Sunday, September 15, 2013

Parts Needed to Build an AR-15

The AR-15 is the most popular rifle in the US, and has been for a few years according to sales rankings.  It's popular for many reasons as I've written about in other posts.  It's flexible, available in a variety of calibers rainging from rimfire to 50 caliber.  It's a great choice for home defense.  It's the most popular choice for government agencies.  With a collapsing stock the same rifle can fit small and large shooters.  In the most common chambering of 5.56 NATO or .223 Remington it offers enough power for small and medium game hunting and light recoil since it's an intermediate power cartridge.   223 is among the most affordable centerfire rifle rounds, at least when we aren't in the middle of the great ammo panic of 2013.  Quality magazines can be had for $10 each.  All of these factors have made it the most popular rifle today.
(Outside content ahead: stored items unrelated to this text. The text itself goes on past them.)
PR #2849, opened 2020-05-10
Allow creation of Iodide notebooks from POST request

wlach:
This adds the POST method, enabling the creation of relatively large (trial) notebooks via standard web APIs. /cc @Ralts1337

Could probably use a few more tests before landing.

### Pull Request checklist

### DIFF
--- a/server/notebooks/views.py
+++ b/server/notebooks/views.py
@@ -9,7 +9,8 @@ from django.shortcuts import get_object_or_404, redirect, render
 from django.template.loader import get_template
 from django.urls import reverse
 from django.views.decorators.clickjacking import xframe_options_exempt
-from django.views.decorators.csrf import ensure_csrf_cookie
+from django.views.decorators.csrf import csrf_exempt, ensure_csrf_cookie
+from django.views.decorators.http import require_http_methods
 
 from ..base.models import User
 from ..files.models import File
@@ -199,6 +200,50 @@ def tryit_view(request):
         files = _get_files_from_request(request, base64_encode=True)
     except ValidationError as e:
         return HttpResponseBadRequest(content=e)
+
+    return render(
+        request,
+        "notebook.html",
+        {
+            "user_info": {},
+            "notebook_info": {
+                "connectionMode": "SERVER",
+                "tryItMode": True,
+                "title": title if title else "Untitled notebook",
+            },
+            "iomd": _get_new_notebook_content(iomd),
+            "files": files,
+            "iframe_src": _get_iframe_src(),
+            "eval_frame_origin": EVAL_FRAME_ORIGIN,
+        },
+    )
+
+
+@require_http_methods(["POST"])
+@csrf_exempt
+def from_template_view(request):
+    iomd = urllib.parse.unquote(request.POST.get("iomd", ""))
+    if not iomd:
+        return HttpResponseBadRequest("Must specify iomd template")
+
+    title = request.POST.get("title")
+
+    # NOTE: We can not sadly not use files (request.FILES) attached to forms, as
+    # it is not possible to attach those programatically from the client side via
+    # JavaScript
+    files = []
+    for filename in [
+        k.replace("file-", "", 1) for k in request.POST.keys() if k.startswith("file-")
+    ]:
+        if not filename:
+            return HttpResponseBadRequest("Filename must have at least one character")
+        file_content = request.POST[f"file-{filename}"]
+        actual_file_size = len(file_content) * 3 / 4  # base64 size = 4 * actual / 3
+        if actual_file_size > MAX_FILE_SIZE:
+            return HttpResponseBadRequest(
+                f"File {filename} exceeds maximum file size {MAX_FILE_SIZE}"
+            )
+        files.append((filename, file_content, mimetypes.guess_type(filename)[0]))
 
     return render(
         request,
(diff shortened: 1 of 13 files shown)


wlach:
Demo application for creating an iodide notebook on the command line via a python script: https://github.com/wlach/create-iodide-notebook

server/notebooks/views.py
```diff
@@ -216,3 +217,47 @@ def tryit_view(request):
...
+def from_template_view(request):
+    iomd = urllib.parse.unquote(request.POST.get("iomd", ""))
+    if not iomd:
+        return HttpResponseBadRequest("Must specify iomd template")
+
+    title = request.POST.get("title")
+
+    # NOTE: We can not sadly not use files (request.FILES) attached to forms, as
+    # it is not possible to attach those programatically from the client side via
+    # JavaScript
```
jezdez, line 233: I'm not sure if that is true, IIRC you can use the fetch API to do that, and it should show up on the Django side correctly. [StackOverflow comment talking about this](https://stackoverflow.com/a/51109645)

server/notebooks/views.py
```diff
@@ -216,3 +217,47 @@ def tryit_view(request):
...
+        k.replace("file-", "", 1) for k in request.POST.keys() if k.startswith("file-")
+    ]:
+        if not filename:
+            return HttpResponseBadRequest("Filename must have at least one character")
+        file_content = request.POST[f"file-{filename}"]
+        actual_file_size = len(file_content) * 3 / 4  # base64 size = 4 * actual / 3
+        if actual_file_size > MAX_FILE_SIZE:
+            return HttpResponseBadRequest(
+                f"File {filename} exceeds maximum file size {MAX_FILE_SIZE}"
+            )
```
jezdez, line 245: I'm really worried that this could be used to DOS the server, I would feel much better if we would be able to handle this validation via a Django FileField that has been well tested and has a good approach to streaming files to /tmp if needed.

server/notebooks/views.py
wlach: It is possible to do this with fetch, but that won't work since we're doing this anonymously (and we don't want to persist anything on the server). 

What we need to do is use an HTML form and attach the files to it programatically using JavaScript, but my initial investigations seemed to indicate that was impossible. On more recent browsers it is possible to do this, but only if the user has already made files available through a user input action (so it doesn't help us so much):

https://stackoverflow.com/questions/47515232/how-to-set-file-input-value-when-dropping-file-on-page

I'll update the comment before landing.

server/notebooks/views.py
wlach: We should be respecting the existing limit on the size of uploads, which limits the total size of the form to 2.5 MB:

https://docs.djangoproject.com/en/3.0/ref/settings/#data-upload-max-memory-size

I'm not sure if there's really any more risk here than there would be of the user spamming us through any of the existing mechanisms provided by the server. Note that this method doesn't actually *create* anything on the server -- it just echoes the content of the files back to the client.

jezdez: Right, I meant that `len(file_content)` is risky in terms of memory usage when accepting any content without rate limiting. The big advantage of FileField is that it uses file system calls to determine the size of a temporarily stored file, which is a lot less problematic.

server/notebooks/views.py
jezdez: I would recommend using a technique like the Django FileField to do this since even k8s nodes have a `/tmp` directory to persist files temporarily. My worry is mostly around this writing an own file handling, which for a public and anonymous upload API is really a bad idea.

That said, maybe I'm missing how this API will be used, usually all kinds of CLIs like curl can send regular form files, and if there is an integration in a frontend scenario there would need to be a file selector anyway. Could you elaborate what the use case of the API is?

server/notebooks/views.py
wlach: Gotcha, I would certainly prefer to use FileField as well were it possible. Unfortunately it doesn't seem like it is given the above. :(

server/notebooks/views.py
wlach: There are a few use cases:

* Creating a notebook via a python script by opening a page and submitting a hidden form (see the demo repo here: https://github.com/wlach/create-iodide-notebook)
* Creating a notebook via a web extension (by creating a hidden form and submitting it)
* Creating a notebook from a web application (by creating a hidden form and submitting it)

There are no cases that I have in mind that would use a file selector directly, although it would be nice to allow it.

--

Doing even more research, it looks like what I thought impossible *is* possible, using a DataTransfer object! See this github issue and the associated fiddle:

https://github.com/whatwg/html/issues/3269#issue-278914102

I'll give this a try and get back to you later :)

wlach: Woohoo! It worked 🎉 We're now using Django's file handling here.

server/notebooks/views.py
wlach: Turns out it was possible to use Django's file handling after all by using some client side tricks to add the files to the form.

wlach:
@jezdez feel no obligation or rush to review again, but if you could take a quick look at the python parts I would be grateful

wlach:
I went ahead and merged this, but feel free to open issues for anything you see.

jezdez:
Uh, sorry, hadn't time yet to look at it, happy you found a way.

Building an AR-15 has become quite popular.  It doesn't involve any real gunsmithing because you're just assembling parts.  There is no hand fitting needed, it's almost lego-like.  But if you want to put together something specific or save some money on a quality rifle, assembling yourself could be the way to go.

To assemble a lower you only need one special tool, a wrench to snug down the castle nut if you are using a collapsing stock. You can even get by without that by using a steady hand with a hammer and a screwdriver.  To assemble an upper you need a couple other tools I will discuss when we get to that section, but uppers that are already assembled are widely available in many configurations and are pretty affordable.

A typical stripped lower receiver
The part of the AR15 that is the “firearm” according to the BATFE is the lower receiver. This is the only part you will need to purchase or have transferred to at your local FFL. Keep in mind if you buy one online you'll have to pay the purchase price plus a shipping cost plus a transfer fee at your local FFL.  It's often cheaper to buy one your dealer has in stock.  If you want some information on the details of different brands of lower receivers you can find that here. In general, the lower receiver doesn't need to be from a premium maker, it just needs to be in spec. Prices in shops start around $120, you can spend more on one that's fancier or from a premium name.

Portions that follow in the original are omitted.